Formidable attaquant, Dominique Wilkins s’en va carrément posterizer Larry Bird ! Et la star des Celtics apprécie : « Je t’aime bien rookie. T’es couillu. »
Sa spéciale ? Annoncer le dernier tir du match… et le mettre pour la gagne !
Autre anecdote très connue, cet affrontement avec Xavier McDaniel, ancien ailier des Sonics et des Knicks. Un fou furieux, bon défenseur et grand intimidateur. C’était à Seattle, il reste cinq secondes à jouer et les Sonics mènent d’un point. Temps-mort, balle aux Celtics. Larry Bird prend la parole : « Pourquoi ne pas me donner la balle et me laisser un quart de terrain ? » K.C. Jones, le coach des Celtics, lui balance : « Larry, tu joues.

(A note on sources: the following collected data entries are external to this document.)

PR #215, opened 2025-07-27
feat(overdue): give error on overdue issues

amirsalarsafaei:


amirsalarsafaei:
I implemented a feature which gives error when gitlab issues are in overdue state. this isn't reflected on state but can be checked by the issue due date. I implemented it in gitlab because we use gitlab but I believe it can be extended to other task managers as well. could you please review this? @presmihaylov  I have already tested this in our ci

presmihaylov (approved):

PR #512, opened 2024-07-05
Heavyweight Drunk Trait + Drunk Traits Rework

WarMechanic:
# Description

Adds the inverse of lightweight drunk, which makes you less susceptible to the effects of ethanol.
(more specifically, it halves the damage of alcohol and you need to drink twice as much to feel the effects in the first place)

To make the change happen, `LightweightDrunk` component was reworked to:
- A) no longer change any drunk effects (including non-alcohol related drunkness like bloodloss)
- B) instead multiply the effects of ethanol in your bloodstream

I chose this route in particular, because the other option of multiplying the amount of ethanol gained from alcohols is nonsense.

---

# TODO

- [X] Add a `TryMetabolizeReagent` event to `MetabolizerSystem.cs` so a `LightweightDrunkSystem.cs` can listen to the event and multiply the effects of "Ethanol" specifically.
- [X] Add the Heavyweight Drunk trait
- ~~Fix a minor spelling mistake that caused the trait condition to not show up~~
- [ ] Would we be able to name trait files after categories? I don't want to put every positive trait in a file named 'skills.yml'

---

<p>

Example Media Embed

</p>
</details>

---

# Changelog

:cl:
- add: Added the Heavyweight Drunk trait, which doubles your alcoholism potential.


WarMechanic:
before i undraft this im actually going to move `LightweightDrunkComponent.cs` to server because the client shouldn't use it anymore

DangerRevolution (approved):
Is this something that's possible to replicate for being high?

VMSolidus:
Had to update it to include the new engine version, this was one I think where I had to very much by hand modify the merge conflict, rather than pick one.

VMSolidus (approved):

PR #546, opened 2024-07-13
Shock Collar Tweak

Mnemotechnician:
# Description
Shock collars were a useful thing in nyano for a long time, but security could never put them to use because they could be removed instantly, so they were forgotten about.

Now that we have enquip delays, shock collars can be useful for controlling unruly prisoners (or unruly secoffs who like to harm baton passengers). Only two problems is there's no way to manufacture them, and they can be quite deadly when used repeatedly. This PR solves both of these issues, and also fixes a little bug:
- Shock collars can be manufactured at the secfab.
- Shock collars deal 1 shock damage instead of 5.
- The shock ignores insulation.

image

</p></details>

---

# Changelog
:cl:
- tweak: Shock collars can now be manufactured in the security techfab. They also deal less damage and ignore insulated gloves.

### DIFF
--- a/Resources/Prototypes/Entities/Structures/Machines/lathe.yml
+++ b/Resources/Prototypes/Entities/Structures/Machines/lathe.yml
@@ -743,6 +743,7 @@
       - ShellShotgunPractice
       - WeaponLaserCarbinePractice
       - WeaponDisablerPractice
+      - ShockCollard
       # DeltaV - .38 special ammo - Add various .38 special ammo to security techfab
       - MagazineBoxSpecial
       - MagazineBoxSpecialPractice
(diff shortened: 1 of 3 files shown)


Resources/Prototypes/Entities/Structures/Machines/lathe.yml
```diff
@@ -743,6 +743,7 @@
       - ShellShotgunPractice
       - WeaponLaserCarbinePractice
       - WeaponDisablerPractice
+      - ShockCollard
```
DangerRevolution, line 746:
```suggestion
      - ShockCollar
```

DangerRevolution (approved):
Interesting to see it had a lathe recipe but was never used.. I wonder why?

VMSolidus (approved):

PR #549, opened 2024-07-14
Oracle Refactor

Mnemotechnician:
# Description
Refactors the oracle system and component, making them more customizable and less trash.

- Most of the nyano shitcode was rewritten in accordance with the new standards and in a less hardcoded manner (all features were preserved, with some changes).
- Replaced the accumulator field pattern with the "nextX" pattern for things oracle does on certain intervals.
- Removed some code duplication and bloat. 
- Gave oracle a 75% chance to request technology and 25% to request a plant.
- When requesting a technology, oracle will only request what's either already researched, or can be researched soon (that is, the prerequisites of the research are complete and the research isn't locked for any reason).
- If there's no research server at the moment when oracle demands an item, it will only demand a plant
- When dispensing rewards, oracle can now spawn 1, 3, or 5 crystals at once, and research disks worth 5k, 10k, and 20k research points. Each one of those have different probabilities (3 crystals and 5k points still prevail, but occasionally you can get the more expensive rewards).
- When dispensing rewards, oracle now throws them at the person who fulfilled the request instead of simply spawning them at their feet.

Almost every oracle thing (except for throwing and the amount of liquid dispensed) can now be configured in the yaml prototype of the oracle.

# TODO
Forget it

https://github.com/user-attachments/assets/9d4be44f-37d5-4072-a6e6-f194764f7ff6

image

</p></details>

---

# Changelog
:cl:
- tweak: Oracle requests are now more likely to be aligned with the current research.


Mnemotechnician:
Test fail is legit, I'mma look into it tomorrow.

Mnemotechnician:
Fixed the test fail by removing the test :trollface: 

In all honesty, I don't think it was ever necessary.

VMSolidus:
Test fails are legitimate, but you can get rid of 2 out of 3 of the test fails by replacing your ComponentInit subscription with MapInitEvent. The reason for fail 2 & 3 is that you aren't actually allowed to modify an entity directly during MapInit(ComponentInit happens during MapInit!), because modifying entities will actually change the map file!

Luckily, MapInitEvent can be treated just like ComponentInit for this purpose, except that it waits for the map to finish loading if it is already loading. Note that despite what the name implies, it *also* works like ComponentInit, in that an entity spawned during a round will still trigger its MapInitEvent subscription.

Mnemotechnician:
I just removed the init event callback. Should work now, I had no idea this was related to the oracle system at all.

DangerRevolution:
do you plan to finish the toDo before you want reviews or is this okay to review?

Content.IntegrationTests/Tests/Nyanotrasen/Oracle/OracleTest.cs
```diff
@@ -38,33 +38,36 @@ public async Task AllOracleItemsCanBeTurnedIn()
...
-                // otherwise this pair cannot be considered clean, and the
-                // CleanReturnAsync call would need to be removed.
-                mapManager.DeleteMap(testMap.MapId);
-            });
+            // await server.WaitAssertion(() =>
+            // {
+            //     var allProtos = oracleSystem.GetAllProtos(oracleComponent);
+            //     var coordinates = testMap.GridCoords;
+            //
+            //     Assert.That((allProtos.Count > 0), "Oracle has no valid prototypes!");
```
VMSolidus, line 49: If this test is no longer necessary at all due to the new way Oracle is coded, then the code for the test should be deleted, rather than commented out. When refactoring, we do not need to keep vestigial remnants of bad code.

VMSolidus (changes requested):

VMSolidus (changes requested):
Since we are also now taking maintainer responsibility for these previously Abandoned code systems, we are assuming code ownership of this system. Therefore per Einstein-Engines' agreement with the original code owner, we are to signify code ownership of these files by moving them out of the Nyanotrasen namespace.

Content.Server/Nyanotrasen/Research/Oracle/OracleSystem.cs
```diff
@@ -1,258 +1,288 @@
...
+    {
+        if (!_solutions.TryGetSolution(oracle.Owner, OracleComponent.SolutionName, out var fountainSol))
+            return;
 
-        var sol = new Solution();
-        var reagent = "";
+        // Why is this hardcoded?
+        var amount = MathF.Round(20 + _random.Next(1, 30) + _glimmer.Glimmer / 10f);
+        var temporarySol = new Solution();
+        var reagent = _protoMan.Index(oracle.Comp.RewardReagents).Pick(_random);
```
VMSolidus, line 170: Maybe you could have the oracle be aware of the research tier of the item being requested, and improve the rewards by some factor of research tier? That way science is given better rewards for harder to obtain items?

Content.Server/Nyanotrasen/Research/Oracle/OracleSystem.cs
```diff
@@ -1,258 +1,288 @@
...
     {
-        if (!_solutionSystem.TryGetSolution(uid, OracleComponent.SolutionName, out var fountainSol))
-            return;
+        foreach (var rewardRandom in oracle.Comp.RewardEntities)
+        {
+            // Spawn each reward next to oracle and throw towards the target
+            var rewardProto = _protoMan.Index(rewardRandom).Pick(_random);
+            var reward = EntityManager.SpawnNextToOrDrop(rewardProto, oracle);
+            _throwing.TryThrow(reward, throwTarget, recoil: false);
+        }
```
VMSolidus, line 157: Same here, Iirc research tier is an integer? You could for instance make it drop one item per integer value of the research tier(or 1, if there was no research tier).

VMSolidus (changes requested):

Content.Server/Nyanotrasen/Research/Oracle/OracleSystem.cs
Mnemotechnician: If you can suggest a particular implementation, sure, otherwise introducing new mechanics is not within the scope of this PR.

VMSolidus: That's fair enough! I personally was planning on making this section a little more variable with a future implementation in refactored psionics, but for now it's good enough.

VMSolidus (approved):

Mnemotechnician:
Whatever I could find, I moved out of nyano folders. Cannot guarantee the server won't crash because of that.

VMSolidus:
> Whatever I could find, I moved out of nyano folders. Cannot guarantee the server won't crash because of that.

We're good here. Luckily, the Linters are designed to catch issues like that. It wouldn't have passed the checks if we were missing a redirected Using, or if a path didn't resolve to the correct location anymore. :)

DangerRevolution (approved):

Moi je coache » mais… il écoute son joueur vedette, et lui laisse un quart de terrain.
Le temps-mort fini, Larry Bird part avant les autres et va voir Xavier McDaniel, pour lui dire : « Xavier, je vais prendre la balle à cet endroit. Je vais faire deux dribbles et ensuite je vais tirer de là. » L’ailier des Sonics raconte la suite : « Il était allé à l’endroit qu’il avait dit et a reçu la balle. Il m’a donné un petit coup d’épaule pour créer de l’espace. J’ai sauté et j’ai essayé de le contrer, mais il l’a mis quand même. » Mais pourquoi faire ces deux dribbles ? « Larry m’a dit qu’il ne voulait vraiment pas qu’il reste du temps sur l’horloge » raconte Xavier McDaniel.
Même situation face aux Sixers avec Charles Barkley face à lui, et c’est Mike Gminski qui raconte : « On menait d’un point avec quatre secondes à jouer. Les Celtics ont demandé un temps-mort, avec une remise en jeu au milieu de terrain. Barkley défendait sur Larry. Il s’est approché de Charles et lui a dit : « Tu sais qui va recevoir la balle, non ? » Charles a plus ou moins hoché la tête, et Larry lui a dit : « Je vais te dire ce que je vais faire : je vais prendre la balle, faire deux dribbles, aller ligne de fond et mettre un fadeaway ». Moi, je suis à l’opposé, je défends sur McHale. Bird fait ses deux dribbles, va sur la ligne de fond, prend son fadeaway. La balle était en l’air que j’avais déjà pris la direction du vestiaire. Je savais que ça allait dedans. »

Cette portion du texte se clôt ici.